The public perception of Black women in the military does not resonate with the same dignity, esteem, and respect that other veterans receive. They suffer from ignorant stereotypes and are more likely to need support to be successful once they separate from service. They often don’t even receive the simple acknowledgment that they even served our country. No, this would not be the only thing needed, but it would be a way our society can begin to transform its thinking.

As a group, veterans suffer high amounts of personal, social, and economic difficulties. Nearly 40,000 veterans are homeless, with nine percent of which are women. One study suggests that well over 60 percent of homeless women veterans are of a racial minority, with Black women comprising 90 percent of that number. There is a disturbing level of PTSD, depression, anxiety, and the results of being sexually assaulted while on active duty.

Black women who have served our country are incredibly tough-minded people, just like all veterans are. They are not more fragile and definitely no less adaptive. They don’t require special treatment. They deserve the same recognition and respect as their counterparts, with support and care appropriate to their experience.

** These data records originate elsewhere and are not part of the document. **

PR #229, opened 2020-02-01
updated via code generation

jhendrixMSFT:


test/autorest/generated/bytegroup/internal/bytegroup/models.go
```diff
@@ -1,53 +1,64 @@
...
+		return err
+	}
+	return err
 }
 
-// PutNonASCIIResponse ...
-type PutNonASCIIResponse struct {
-	StatusCode int
+func (e Error) Error() string {
+	return "TODO"
```
jhendrixMSFT: We need to discuss what to return here.

test/autorest/generated/bytegroup/byte.go
```diff
@@ -1,158 +1,112 @@
...
 		return nil, err
 	}
-	return ba, nil
+	return result, nil
 }
 
-// GetInvalid get invalid byte value ':::SWAGGER::::'
-func (client *ByteClient) GetInvalid(ctx context.Context) (*GetInvalidResponse, error) {
-	req, err := client.s.GetInvalidCreateRequest(*client.u)
+func (client *byteOperations) GetInvalid(ctx context.Context) (*ByteGetInvalidResponse, error) {
```
catalinaperalta: I think the comments aren't being added.

jhendrixMSFT: I was only emitting them on the method definitions in the interface since that's what will show up via intellisense.  I can add them here too if you think it's useful (I was on the fence about it).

I remember the 20-year-old me taking her first plane ride to basic training; sitting there convinced I had made the biggest mistake of my life. I was scared. It was the first time I had been away from home — the first time I had been challenged to do something beyond my comfortable little box. I really had nothing to lose. So, I took a deep breath and gave it all I had. It worked out for me in ways that I didn’t see coming. Of course, I experienced my share of challenges, discrimination, and situations that could have been quite bad. Despite it all, I am proud to have served my country and actively support other Black women that have done the same.

Black women are serving in the military in record numbers and need support once they return home to address readjustment and even health issues. The U.S. Department of Veterans Affairs has a wealth of resources; specifically for women veterans. All women veterans should have equitable access to the benefits they have greatly earned.